Copy each line that contains the string "reason", taking them from the material.

== Data records ==

PR #777, opened 2023-04-11
SNOW-674611 Table Sprocs API

sfc-gh-aalam:

   Fixes #SNOW-674611

   Extending stored proc API to register table stored procedures along with documentation updates and examples.


src/snowflake/snowpark/functions.py
```diff
@@ -6702,17 +6702,75 @@ def sproc(
         registered. Invoking :func:`sproc` with ``replace`` set to ``True`` will overwrite the
         previously registered function.
 
+        4. To describe the return type for a table stored procedure, use
```
sfc-gh-mabrennan, line 6705: Maybe change 
"To describe the return type for a table stored procedure" 
to 
"To describe the return type for a stored procedure that returns tabular data"

src/snowflake/snowpark/functions.py
```diff
@@ -6702,17 +6702,75 @@ def sproc(
...
+        either of the following ways:
```
sfc-gh-mabrennan, line 6706: "either" suggests that there are only 2 options and it looks like there are 3 ways to do this.
I suggest that you change "either" to "one".

src/snowflake/snowpark/functions.py
```diff
@@ -6702,17 +6702,75 @@ def sproc(
...
+
+            - (Recommended) Describing return type using :attr:`~snowflake.snowpark.types.StructType`
```
sfc-gh-mabrennan, line 6708: Change "Describing" to "Describe the".

sfc-gh-mabrennan (commented):
The doc strings look really good. I just made a few suggestions.

src/snowflake/snowpark/functions.py
```diff
@@ -6702,17 +6702,75 @@ def sproc(
         registered. Invoking :func:`sproc` with ``replace`` set to ``True`` will overwrite the
         previously registered function.
 
+        4. To describe the return type for a stored procedure that returns tabular data, use
```
sfc-gh-jdu, line 6705: can we have a link to table sproc doc

src/snowflake/snowpark/functions.py
```diff
@@ -6702,17 +6702,75 @@ def sproc(
...
+        one of the following ways:
+
+            - (Recommended) Describe the return type using :attr:`~snowflake.snowpark.types.StructType`
+              and :attr:`~snowflake.snowpark.types.StructField`. Set ``return_type =
+              StructType([StructField("a", DataTypeA()), ...])`` to describe the case
+              ``RETURNS TABLE(A DataTypeA, ...)``.
+
+            - Set ``return_type = StructType([])`` to describe the case ``RETURNS TABLE()``.
```
sfc-gh-jdu, line 6713: what if return_type is not provided? Should it also imply RETURNS TABLE()?

src/snowflake/snowpark/session.py
```diff
@@ -1856,11 +1858,23 @@ def sproc(self) -> StoredProcedureRegistration:
...
+        except Exception:
+            pass
+        return False
+
     def call(
         self,
         sproc_name: str,
         *args: Any,
         statement_params: Optional[Dict[str, Any]] = None,
+        _is_return_table: Optional[bool] = None,
```
sfc-gh-jdu, line 1877: docstring for this arg

src/snowflake/snowpark/session.py
```diff
@@ -1856,11 +1858,23 @@ def sproc(self) -> StoredProcedureRegistration:
...
         return self._sp_registration
 
+    def _infer_is_return_table(self, sproc_name: str, *args: Any) -> bool:
+        try:
+            arg_types = [convert_sp_to_sf_type(infer_type(arg)) for arg in args]
+            func_signature = f"{sproc_name.upper()}({', '.join(arg_types)})"
+            sproc_desc = self._run_query(f"describe procedure {func_signature}")
+            return_type = sproc_desc[1][1]
+            return return_type.upper().startswith("TABLE")
+        except Exception:
```
sfc-gh-jdu, line 1868: what error are we try to catch here? when describe procedure fails? Should we raise an exception directly or have a warning?

src/snowflake/snowpark/functions.py
```diff
@@ -6702,17 +6702,75 @@ def sproc(
...
+    Example 1::
         >>> from snowflake.snowpark.types import IntegerType
         >>> @sproc(return_type=IntegerType(), input_types=[IntegerType(), IntegerType()], packages=["snowflake-snowpark-python"])
         ... def add_sp(session_, x, y):
         ...     return session_.sql(f"SELECT {x} + {y}").collect()[0][0]
         ...
         >>> add_sp(1, 1)
         2
+
+    Example 2::
```
sfc-gh-jdu, line 6731: are these example same as ones in stored_procedures.py? If the same, then we don't need them here? Just refer to examples in stored_procedures.py?

tests/integ/test_stored_procedure.py
```diff
@@ -689,6 +694,115 @@ def _(
...
+                StructField("c", StringType()),
+            ]
+        ),
+    ],
+)
+@pytest.mark.skipif(
+    IS_IN_STORED_PROC,
+    reason="Named temporary procedure is not supported in stored proc",
+)
+def test_table_sproc(session, is_permanent, anonymous, ret_type):
```
sfc-gh-jdu, line 716: can we add a test for session.call, when the table stored proc doesn't exist, because the inferred type from arguments doesn't match with the original arg type of stored proc?

src/snowflake/snowpark/_internal/type_utils.py
```diff
@@ -457,6 +458,9 @@ def python_type_to_snow_type(tp: Union[str, Type]) -> Tuple[DataType, bool]:
                 False,
             )
 
+    if tp == SnowparkDataFrame:
+        return StructType([]), False
```
sfc-gh-sfan, line 462: Curious: why is this an empty list? Is this for the case of dynamic table return type?

src/snowflake/snowpark/session.py
sfc-gh-sfan: Yeah we should at least print a warning because here we are falling back to non-table sproc and will only return the first field, which could be surprising to user.

src/snowflake/snowpark/types.py
```diff
@@ -341,6 +343,9 @@ def __init__(self, col_types: Iterable[DataType]) -> None:
         self.col_types = col_types
 
 
+#: The type hint for annotating SnowparkDataFrame return type when registering table Stored Procedures.
+SnowparkDataFrame = TypeVar("SnowparkDataFrame")
```
sfc-gh-yixie, line 347: Does `snowflake.snowpark.DataFrame` work?

src/snowflake/snowpark/_internal/type_utils.py
sfc-gh-yixie: +1. Can we input nothing if it's empty?

sfc-gh-aalam: `StructType` requires one positional argument for creating a StructType object. This is indeed the case of dynamic return type.

src/snowflake/snowpark/functions.py
sfc-gh-aalam: If no `return_type` is provided then sproc registration should fail right. We enforce return types in non-table return types as well.

src/snowflake/snowpark/functions.py
sfc-gh-aalam: They are already referred in See Also so I'll just revert this section.

src/snowflake/snowpark/session.py
sfc-gh-aalam: added

src/snowflake/snowpark/session.py
sfc-gh-aalam: added

tests/integ/test_stored_procedure.py
sfc-gh-aalam: added. I hope this is what you were expecting. see `test_negative_table_sproc`

src/snowflake/snowpark/session.py
sfc-gh-yixie: Is this an internal parameter not to be used by a user?

src/snowflake/snowpark/functions.py
sfc-gh-jdu: ah ok I misunderstood, return_type is needed to indicate it's a table stored proc. Yea I agree with Yijun that we should use StructType()

src/snowflake/snowpark/session.py
sfc-gh-jdu: Yea probably we should make it public

src/snowflake/snowpark/types.py
sfc-gh-jdu: yea make sense

src/snowflake/snowpark/stored_procedure.py
```diff
@@ -337,6 +343,54 @@ class StoredProcedureRegistration:
...
+            -------------
+            |1    |2    |
+            -------------
+            <BLANKLINE>
+
+    Example 9
+        Creating a table stored procedure using implicit type hints::
+
+            >>> from snowflake.snowpark.types import SnowparkDataFrame
+            >>> @sproc()
```
sfc-gh-jdu, line 382:
```suggestion
            >>> @sproc
```

tests/integ/test_stored_procedure.py
sfc-gh-jdu: yes, thanks

sfc-gh-jdu (approved):

src/snowflake/snowpark/session.py
```diff
@@ -1856,18 +1858,34 @@ def sproc(self) -> StoredProcedureRegistration:
         """
         return self._sp_registration
 
+    def _infer_is_return_table(self, sproc_name: str, *args: Any) -> bool:
+        try:
+            arg_types = [convert_sp_to_sf_type(infer_type(arg)) for arg in args]
+            func_signature = f"{sproc_name.upper()}({', '.join(arg_types)})"
+            sproc_desc = self._run_query(f"describe procedure {func_signature}")
+            return_type = sproc_desc[1][1]
```
sfc-gh-sfan, line 1866: Let's add a comment about the returned describe result so it is easy to understand this result extraction.

sfc-gh-sfan (approved):
LGTM. Let's also address @sfc-gh-yixie 's comment on using `DataFrame`

src/snowflake/snowpark/session.py
sfc-gh-aalam: When I added this parameter, I did so with the intention of keeping it private. Having this enabled me skip `desc procedure` check when stored procedure is created in session and we know the return type is a table sproc. It also acts as an override to the result from `_infer_is_return_table`. I guess we can make it public if we want users to be able to override the results from `_infer_is_return_table`

src/snowflake/snowpark/session.py
sfc-gh-aalam: Added comment about return type and addressed Yijun's `DataFrame` comments.

src/snowflake/snowpark/_internal/type_utils.py
```diff
@@ -395,6 +395,7 @@ def python_type_to_snow_type(tp: Union[str, Type]) -> Tuple[DataType, bool]:
     """Converts a Python type or a Python type string to a Snowpark type.
     Returns a Snowpark type and whether it's nullable.
     """
+    from snowflake.snowpark.dataframe import DataFrame
```
sfc-gh-aalam, line 398: added import here to circumvent circular import issues.

src/snowflake/snowpark/session.py
sfc-gh-aalam: @sfc-gh-yixie could I get your opinion on this. Should we make `_infer_is_return_table` public?

sfc-gh-yixie: If it's just for performance I'm good not having it as a public API now.
But how about removing it from this function?

```python
def call(
        self,
        sproc_name: str,
        *args: Any,
        statement_params: Optional[Dict[str, Any]] = None,
        ...
):
    self._call(sproc_name, *args, statement_params, ...)

def _call(
        self,
        sproc_name: str,
        *args: Any,
        statement_params: Optional[Dict[str, Any]] = None,
        is_return_table: Optional[bool] = None,
        ...
)
```

The the internal code can use `_call` instead of `call`, and users won't see `_is_return_table `.

tests/integ/test_stored_procedure.py
```diff
@@ -689,6 +695,145 @@ def _(
...
+    - session.call works with provided function name
+    - we can both specify return cols types and keep it blank
+        - exception: sproc from decorator and implicit type hint cannot specify return col types
+    - dataframe returned after a sproc call can be operated on like normal dataframes
+    """
+    if len(ret_type.fields) == 0 and not session.sql_simplifier_enabled:
+        # if return type does not define output columns and sql_simplifier is
+        # disabled, then we don't support dataframe operations on table sprocs
+        pytest.skip()
+
```
sfc-gh-aalam, line 732: I want to know how the team feels about this. The reason why we cannot have dataframe operations working with sql simplifier disabled + return columns not defined is because when sql simplifier is disabled, the code path triggers `plan.output` which results in describe query for the plan `call table_sproc(args)`. Describe query only runs describe without running the actual functions with arguments. In the case when output columns are not defined in table sproc functions definition, the describe query returns `TABLE ()`. This breaks subsequent query creation. 
The same does not happen with sql simplifier is enabled because it skips the part which calls `plan.output`.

===

| Written solution |
+    reason="Named temporary procedure is not supported in stored proc",
sfc-gh-aalam, line 732: I want to know how the team feels about this. The reason why we cannot have dataframe operations working with sql simplifier disabled + return columns not defined is because when sql simplifier is disabled, the code path triggers `plan.output` which results in describe query for the plan `call table_sproc(args)`. Describe query only runs describe without running the actual functions with arguments. In the case when output columns are not defined in table sproc functions definition, the describe query returns `TABLE ()`. This breaks subsequent query creation. 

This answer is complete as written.